MULHERES DOS EX-COMBATENTES

Nunca estiveram no Ultramar, mas vivem no seu quotidiano uma guerra que os maridos arrastam à 40 anos. As mulheres dos ex-combatentes herdaram sintomas do “stress” pós-traumático, uma doença "contagiosa" que lhes deixou marcas para a vida.
Numa troca de correspondência, juraram amor em tempos de guerra e desejaram chegar o dia em que os seus homens regressariam. Todas elas esperavam por eles, por quem se tinham apaixonado, mas viram e sentiram desembarcar homens sombrios, diferentes daqueles que tinham embarcado.

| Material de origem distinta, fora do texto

PR #675, opened 2020-04-24
Return random models in random_models

clp3ef:
Random_models used to only return residuals and evenly spaced TOAs for plotting the random models. This is a small edit to return a list of the actual models themselves in addition to the residuals and TOAs, and an edit to pintk to allow it to work with the additional return parameter.


paulray:
This looks handy. Ready for it to be merged?

clp3ef:
Yes, so long as no one has any issues with it, it’s ready to merge.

"Cheguei a ir a um bruxo, porque pensava que ele tinha alguma coisa do outro mundo dentro dele. Vinha diferente e ninguém sabia o que ele tinha, ninguém o reconhecia", recorda Lucília, que encontrou uma resposta no grupo de auto-ajuda da Associação de Apoio aos Ex-Combatentes Vítimas do Stresse de Guerra (APOIAR).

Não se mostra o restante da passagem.